DÜNYAİŞÇİ SINIFIManşet

İyi ki doğdun Karl Marks!

Dünya proletaryasının ölümsüz önderilerinden Karl Marks 200 yaşında..

Almanya‘nın caddelerinde ismini, heykellerini, anılarını görebileceğimiz Marks gelecek kuşaklara “Alman filozofu ve ekonomisti” olarak aktarılır; onun ölümsüz eseri Das Kapital bugün de en fazla satılan kitaplar arasındadır. Dünyayı değiştirmek isteyen bir komünist ve pratisyen olduğu böylelikle saklanır.

Karl Marks, 5 Mayıs 1818 yılında, Almanya’nın Trier kasabasında Avrupa kıtasında büyük toplumsal dönüşümlerin yaşandığı bir dönemde, Yahudi bir ailenin çocuğu olarak dünyaya geldi. 1883‘te Londra’da yaşama veda etti.

Marks’ın babası Fransız aydınlanmacı düşünürlerin etkisindeydi. Marks’ın eğitimini önemsedi. Marks ilk ve ortaöğrenimini doğduğu Trier kasabasında tamamladıktan sonra, Bonn ve Berlin üniversitelerinde hukuk okudu. Üniversitedeyken tarih ve felsefeye özel ilgi gösterdi. Şiirler yazdı. Yaşam üzerine makaleler kaleme aldı. 1841 yılında doktora tezini, “Demokritosçu ve Epikürcü Doğa Felsefesi Arasındaki Farklar” üzerine yazdı.

Hegel’in etkisinde

Marks, üniversite yıllarında felsefenin yoğun tartışıldığı Almanya’da Hegelci felsefeden etkilendi. Genç Hegelciler grubuyla birlikte hareket etti. Ludwig Feuerbach da bu grubun içerisinde yer alan felsefecilerdendi. Marks, Feuerbach’la birlikte hareket ettiği dönemde, 1842′de, küçük burjuva radikal bir çizgiye sahip Rheinische Zeitung gazetesinin yazıişleri yöneticiliğini de yapar.

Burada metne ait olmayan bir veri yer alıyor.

PR #6325, opened 2024-04-06
Implement alert filters for library dialog

junlarsen:
Hey friends, it's been a while since last time :)

There are quite a few conditions/cases where the library alert will pop up, without anything meaningful inside of it. This is particularly the case for Rust where you have the 100 crates on stable, but zero support in beta/nightly. I figured informing the user in cases like this would be nice to have.

This PR adds a rather simple alerting mechanism to alert the user of any conditions that might not be as apparent (such as Rust crates only being on stable)

Below is a small gif of how it works. I'm not sure this is the easiest way to convey this information (especially considering the modal popup overshadows the alert) so please share any other ideas. Maybe it's better to have the content fill the modal instead?

Peek 2024-04-07 00-43

Relevant issues: #3766 #6250

### DIFF
--- a/static/widgets/libs-widget.ts
+++ b/static/widgets/libs-widget.ts
@@ -61,8 +61,8 @@ export class LibsWidget {
                     content:
                         'Compiler Explorer does not yet support libraries for the rustc nightly/beta compilers.' +
                         'For library support, please use the stable compiler. Please see tracking issue' +
-                        '<a href="https://github.com/compiler-explorer/compiler-explorer/issues/3766">compiler-explorer/' +
-                        'compiler-explorer#3766</a> for more information.',
+                        '<a href="https://github.com/compiler-explorer/compiler-explorer/issues/3766">' +
+                        'compiler-explorer/compiler-explorer#3766</a> for more information.',
                 };
             }
             return null;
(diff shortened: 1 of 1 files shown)


partouf (approved):
Thanks! LGTM

jeremy-rifkin (approved):
LGTM. The alert below the modal is definitely sub-ideal, maybe we could just put the alert on top? Or having the warning in the modal as you mentioned seems good.

partouf:
https://github.com/compiler-explorer/compiler-explorer/issues/5822

partouf:
> LGTM. The alert below the modal is definitely sub-ideal, maybe we could just put the alert on top? Or having the warning in the modal as you mentioned seems good.

I've been thinking about this for similar/other info about libraries, but it's tricky to decide where to place it exactly

jeremy-rifkin:
I see, I forgot about the difficulties with these alerts.

If going the route of putting the warning in the modal, perhaps the css/html for unwise compiler options can be reused to make things a little easier

image

junlarsen:
I initially put it inside the modal, but it kind of blended into the rest of the modal contents...

jeremy-rifkin:
This is now live

PR #6334, opened 2024-04-09
Simplify Android compiler properties

kevinjeon-g:
updates intermediate compiler exe input to refer to the compiler's getInfo().exe so that paths don't need to be hardcoded in properties.


mattgodbolt (approved):
Super neat: thanks!

PR #6340, opened 2024-04-10
Update dex2oat input arguments

kevinjeon-g:
Adds '--copy-dex-files=always', as it is needed in newer versions of dex2oat. This doesn't affect older versions.


mattgodbolt (approved):
Taking your word for this :)

mattgodbolt:
Now live

PR #6341, opened 2024-04-10
Correct several colors in one dark

mguid65:
Fixed:
- Dropdown menu disabled color
- Dropdown menu active color
- General panel background color
- Separator line for minimap
- Output text-count color
- Remove pure white across theme
- Fix custom-select in popout

### DIFF
--- a/static/styles/themes/custom-golden-layout-themes/one-dark.scss
+++ b/static/styles/themes/custom-golden-layout-themes/one-dark.scss
@@ -30,7 +30,7 @@ $color10: #e06c75; // Appears 2 time
 
 // Single Pane content (area in which final dragged content is contained)
 .lm_content {
-    background: $light;
+    background: $base;
 }
 
 // Single Pane content during Drag (style of moving window following mouse)
@@ -61,7 +61,7 @@ $color10: #e06c75; // Appears 2 time
 
     &:hover, // When hovered by mouse...
   &.lm_dragging {
-        background: $color8;
+        background: $lighter;
         opacity: 1;
     }
 }
--- a/static/styles/themes/one-dark-theme.scss
+++ b/static/styles/themes/one-dark-theme.scss
@@ -12,11 +12,11 @@ $dark: #21252b;
 $darker: #1e1f22;
 
 ::-webkit-scrollbar {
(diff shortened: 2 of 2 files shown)


mguid65:
Screenshot from 2024-04-10 14-38-48

I added this border to the minimap so that there is a visual separation between the editor and the minimap. In the dark theme, the minimap is a slightly different color.

I want feedback about this. I tried to lighten the color of the minimap but I couldnt figure out the right place in the CSS to modify the color. I settled on this 1px border.

I want feedback on this

partouf:
> I added this border to the minimap so that there is a visual separation between the editor and the minimap. In the dark theme, the minimap is a slightly different color.
> 
> I want feedback about this. I tried to lighten the color of the minimap but I couldnt figure out the right place in the CSS to modify the color. I settled on this 1px border.

I like the border. Is the shadowed border on the output side of things on purpose? that one is a bit extreme

Just my opinion ofcourse

mguid65:
> > I added this border to the minimap so that there is a visual separation between the editor and the minimap. In the dark theme, the minimap is a slightly different color.
> > 
> > I want feedback about this. I tried to lighten the color of the minimap but I couldnt figure out the right place in the CSS to modify the color. I settled on this 1px border.
> 
> I like the border. Is the shadowed border on the output side of things on purpose? that one is a bit extreme
> 

The shadow border always appears when there is a horizontal overflow. This is also the case on the other themes.

partouf:
> The shadow border always appears when there is a horizontal overflow. This is also the case on the other themes.

Ahhh ok

jeremy-rifkin:
The 1px border looks good to me. It looks like when text actually goes past the map monaco does add a drop shadow as well:
image

I think the minimap background is a monaco setting rather than a css thing, if you want to play around with that.

mguid65:
> The 1px border looks good to me. It looks like when text actually goes past the map monaco does add a drop shadow as well: image
> 
> I think the minimap background is a monaco setting rather than a css thing, if you want to play around with that.

I found the setting and tried a few colors and I think it is best as it is already with the 1px border.

jeremy-rifkin (approved):
Sounds good to me!

PR #6346, opened 2024-04-11
Support compilation with boot image for Android

kevinjeon-g:
Updates dex2oat to specify a valid boot image for accurate compilations. For example, these two methods should now (correctly) compile to the same native code:
```
static int insertAndReturn(int num) {
    int[] arr = {num};
    return arr[0];
}

static int justReturn(int num) {
    return num;
}
```


kevinjeon-g:
This will rely on https://github.com/compiler-explorer/infra/pull/1273 to be merged first, which generates boot images during compiler install.

mattgodbolt (approved):
new images installed and squashed in infra; so we're gtg

mattgodbolt:
Now live

PR #6382, opened 2024-04-22
Add profile support for dex2oat.

kevinjeon-g:
dex2oat supports profile-guided compilation. In addition to taking dex code as an input, it can take a profile as another input, to guide the compilation. The profile determines which methods need to be compiled, how calls can be inlined, and so on.

Because Compiler Explorer doesn't support multiple input files, the profile is added as a comment block in the Java/Kotlin source code. A post-processor extracts the profile from the comment block into a separate file, in order to input it to dex2oat.

### DIFF
--- a/etc/config/android-java.amazon.properties
+++ b/etc/config/android-java.amazon.properties
@@ -30,11 +30,13 @@ compiler.java-dex2oat-latest.exe=/opt/compiler-explorer/dex2oat-latest/x86_64/bi
 compiler.java-dex2oat-latest.objdumper=/opt/compiler-explorer/dex2oat-latest/x86_64/bin/oatdump
 compiler.java-dex2oat-latest.d8Id=java-d8-8242
 compiler.java-dex2oat-latest.isNightly=true
+compiler.java-dex2oat-latest.profmanPath=/opt/compiler-explorer/dex2oat-latest/x86_64/bin/profman
 
 compiler.java-dex2oat-3411.name=ART dex2oat aml_art_341110060 (Nov 2023)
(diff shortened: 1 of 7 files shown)


mattgodbolt:
> Because Compiler Explorer doesn't support multiple input files, the profile is added as a comment block in the Java/Kotlin source code. A post-processor extracts the profile from the comment block into a separate file, in order to input it to dex2oat.

We do, though maybe not in a useful way? we support full linking of C++ programs with [multiple sources](https://godbolt.org/z/WE9T6K17W). But I suspect that's too heavyweight for what you're talking about here. I'm happy to merge this like it is though:

mattgodbolt (approved):
Will merge as-is to unblock you. Let me know if you need anything else.

mattgodbolt:
This is now live

kevinjeon-g:
> We do, though maybe not in a useful way? we support full linking of C++ programs with [multiple sources](https://godbolt.org/z/WE9T6K17W). But I suspect that's too heavyweight for what you're talking about here. I'm happy to merge this like it is though:

I didn't know this was supported, this is good to know! I agree, I think it might be a bit more difficult to implement compared to the comment parsing.

Thank you for taking a look!

kevinjeon-g:
> > We do, though maybe not in a useful way? we support full linking of C++ programs with [multiple sources](https://godbolt.org/z/WE9T6K17W). But I suspect that's too heavyweight for what you're talking about here. I'm happy to merge this like it is though:
> 
> I didn't know this was supported, this is good to know! I agree, I think it might be a bit more difficult to implement compared to the comment parsing.

Actually, one of my coworkers wrote a patch that uses the multiple-inputs + templates instead—I'll upload that change once the fix for the sandbox-write issue is live.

“Kutsal Aile” ve “Feuerbach Üzerine Tezler ve Klasik Alman Felsefesinin Sonu” adlı çalışmalarını 1945′te, kendisinden önceki felsefecilerle kopuştuğu bu dönemde yazar. Bruno Bauer kardeşleri Kutsal Aile’de mahkum eder. Feuerbach’ı da metafizik Alman felsefesinden kopuşmamakla eleştirir.

Marks’ın o meşhur tanımlaması, Klasik Alman Felsefesi’nin Sonu’na işaret eden 11. Tezi bu dönemde formülleştirilir: “Filozoflar dünyayı yalnızca çeşitli biçimlerde yorumlamışlardır; oysa sorun onu değiştirmektir” Bu, Marx’la bütün diğer filozoflar arasındaki temel ayrım noktasını oluşturur.
Marks’ın bu minvaldeki çalışmalarını, 1846′da kaleme aldığı Alman İdeolojisi izler. Alman İdeolojisi, tarihsel materyalizmin temellerini attığı çok önemli bir çalışması olur.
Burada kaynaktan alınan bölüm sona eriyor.